Could anyone find a general expression for $a_m$ involving $\cosh(1/2)$ and $\sinh(1/2)$.

I'd apprecaite any help, thanks.

Answer 1

As Guilherme Thompson commented, $$a_m =\sum_{k=0}^{\infty}\binom{k+m}{m}\frac{a^k}{(2(k+m))!}=\sqrt{\pi }\frac{ 2^{-m-\frac{1}{2}} a^{\frac{1}{4}-\frac{m}{2}} }{m!} I_{m-1/2}\left(\sqrt{a}\right)$$ where appears the modified Bessel function of the first kind.

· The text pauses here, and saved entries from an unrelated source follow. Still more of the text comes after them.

PR #8614, opened 2022-11-16
M3-5461: Add Object Storage type to confirm

mjac0bs:
## Description 📝

**What does this PR do?**

Implements type-to-confirm for object storage cancellation in the user's Account Settings.

## Preview 📷

**TTC enabled:**
image

**TTC disabled:**
image

https://user-images.githubusercontent.com/114685994/202314676-dfbcdef3-0265-4034-9ad1-f669646fd71a.mov

## How to test 🧪

- If Object Storage is not already active, create a new Object Storage bucket to enable it. 
- Navigate to My Settings and ensure type-to-confirm is enabled.
- Navigate to Account Settings and click the Cancel Object Storage button.
- Observe the type-to-confirm pattern present on the Cancel Object Storage dialog.
- Navigate to My Settings and toggle the type-to-confirm setting to disabled.
- Navigate to Account Settings and click the Cancel Object Storage button
- Observe the type-to-confirm text field is not visible and a description instructs user to visit My Settings to toggle this setting.
- Confirm that clicking 'Confirm cancellation' does disable object storage and delete data.

- Run `EnableObjectStorage.test.tsx`.
- Run `TypeToConfirm.test.tsx`.

### DIFF
--- a/packages/manager/src/components/TypeToConfirm/TypeToConfirm.tsx
+++ b/packages/manager/src/components/TypeToConfirm/TypeToConfirm.tsx
@@ -66,7 +66,10 @@ const TypeToConfirm: React.FC<Props> = (props) => {
         </>
       ) : null}
       {!hideInstructions ? (
-        <Typography className={classes.description}>
+        <Typography
+          data-testid={'instructions-to-enable-or-disable'}
+          className={classes.description}
+        >
           To {disableOrEnable} type-to-confirm, go to the Type-to-Confirm
           section of <Link to="/profile/settings">My Settings</Link>.
         </Typography>
--- a/packages/manager/src/components/TypeToConfirm/TypeToConfirm.tsx
+++ b/packages/manager/src/components/TypeToConfirm/TypeToConfirm.tsx
@@ -67,7 +67,7 @@ const TypeToConfirm: React.FC<Props> = (props) => {
       ) : null}
       {!hideInstructions ? (
         <Typography
-          data-testid={'instructions-to-enable-or-disable'}
+          data-testid="instructions-to-enable-or-disable"
           className={classes.description}
         >
           To {disableOrEnable} type-to-confirm, go to the Type-to-Confirm
--- a/packages/manager/src/features/Account/EnableObjectStorage.tsx
+++ b/packages/manager/src/features/Account/EnableObjectStorage.tsx
@@ -3,7 +3,6 @@ import { cancelObjectStorage } from '@linode/api-v4/lib/object-storage';
 import { APIError } from '@linode/api-v4/lib/types';
 import * as React from 'react';
 import { Link } from 'react-router-dom';
-import { compose } from 'recompose';
 import Accordion from 'src/components/Accordion';
 import ActionsPanel from 'src/components/ActionsPanel';
 import Button from 'src/components/Button';
@@ -13,17 +12,15 @@ import TypeToConfirm from 'src/components/TypeToConfirm';
 import Typography from 'src/components/core/Typography';
 import ExternalLink from 'src/components/ExternalLink';
 import Grid from 'src/components/Grid';
-import withPreferences, {
-  Props as PreferencesProps,
-} from 'src/containers/preferences.container';
 import { updateAccountSettingsData } from 'src/queries/accountSettings';
+import usePreferences from 'src/hooks/usePreferences';
 import { useProfile } from 'src/queries/profile';
 
 interface Props {
   object_storage: AccountSettings['object_storage'];
 }
 
-type CombinedProps = Props & PreferencesProps;
+type CombinedProps = Props;
 
 interface ContentProps {
   object_storage: AccountSettings['object_storage'];
@@ -73,11 +70,12 @@ export const ObjectStorageContent: React.FC<ContentProps> = (props) => {
 };
 
 export const EnableObjectStorage: React.FC<CombinedProps> = (props) => {
-  const { object_storage, preferences } = props;
+  const { object_storage } = props;
   const [isOpen, setOpen] = React.useState<boolean>(false);
   const [error, setError] = React.useState<string | undefined>();
   const [isLoading, setLoading] = React.useState<boolean>(false);
   const [confirmText, setConfirmText] = React.useState('');
+  const { preferences } = usePreferences();
   const { data: profile } = useProfile();
   const username = profile?.username;
   const disabled =
@@ -104,29 +102,24 @@ export const EnableObjectStorage: React.FC<CombinedProps> = (props) => {
       .catch(handleError);
   };
 
-  const renderActions = (
-    disabled: boolean,
-    loading: boolean,
-    onClose: () => void,
-    onSubmit: () => void
-  ) => (
+  const actions = (
     <ActionsPanel>
       <Button
         buttonType="secondary"
-        onClick={onClose}
-        data-testid={'dialog-cancel'}
+        onClick={handleClose}
+        data-testid="dialog-cancel"
       >
         Cancel
       </Button>
 
       <Button
         buttonType="primary"
-        onClick={onSubmit}
+        onClick={handleSubmit}
         disabled={disabled}
-        loading={loading}
-        data-testid={'dialog-confirm'}
+        loading={isLoading}
+        data-testid="dialog-confirm"
       >
-        Confirm cancellation
+        Confirm Cancellation
       </Button>
     </ActionsPanel>
   );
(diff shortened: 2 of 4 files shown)


CodyFinn-Akamai:
Type to confirm works. All the objects and buckets are deleted. Object Storage is disabled on the account.
It is a little odd being stuck on the modal for so long though. Should we close the modal once the user successfully clicks the confirm button. Then we could show a toast informing the user of success or failure? Also if the user clicks the confirm button should we disable the cancel button since they cannot cancel the request?

packages/manager/src/features/Account/EnableObjectStorage.tsx
```diff
@@ -112,15 +143,35 @@ export const EnableObjectStorage: React.FC<CombinedProps> = (props) => {
...
+          }
+          visible={preferences?.type_to_confirm}
+        />
       </ConfirmationDialog>
     </>
   );
 };
 
-export default React.memo(EnableObjectStorage);
+const enhanced = compose<CombinedProps, Props>(withPreferences());
```
bnussman, line 175: Rather than using `withPreferences` we should use the `usePreferences` **hook** for the sake of using new React patterns. This will be nice when we switch preferences to React Query.

packages/manager/src/features/Account/EnableObjectStorage.tsx
```diff
@@ -88,13 +104,28 @@ export const EnableObjectStorage: React.FC<CombinedProps> = (props) => {
       .catch(handleError);
   };
 
-  const actions = () => (
+  const renderActions = (
+    disabled: boolean,
+    loading: boolean,
+    onClose: () => void,
+    onSubmit: () => void
+  ) => (
```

So, for $a=\frac 14$, this reduces to $$a_m=\frac{\sqrt{\pi } }{2 }\frac 1{m!}\,I_{m-\frac{1}{2}}\left(\frac{1}{2}\right)$$ which results, as you observed, in linear combinations of $\cosh \left(\frac{1}{2}\right)$ and $\sinh \left(\frac{1}{2}\right)$.

Answer 2

$$a_m = \sum_{k\geq 0}\frac{(k+m)! 4^{-k}}{m! k! (2k+2m)!}=\frac{4^m}{m!}\cdot\left.\frac{d^m}{dx^m}\sum_{k\geq 0}\frac{(x/4)^{k+m}}{(2k+2m)!}\right|_{x=1} $$ and now you may recognize in the last series part of the Taylor series of $\cosh(\sqrt{x}/2)$.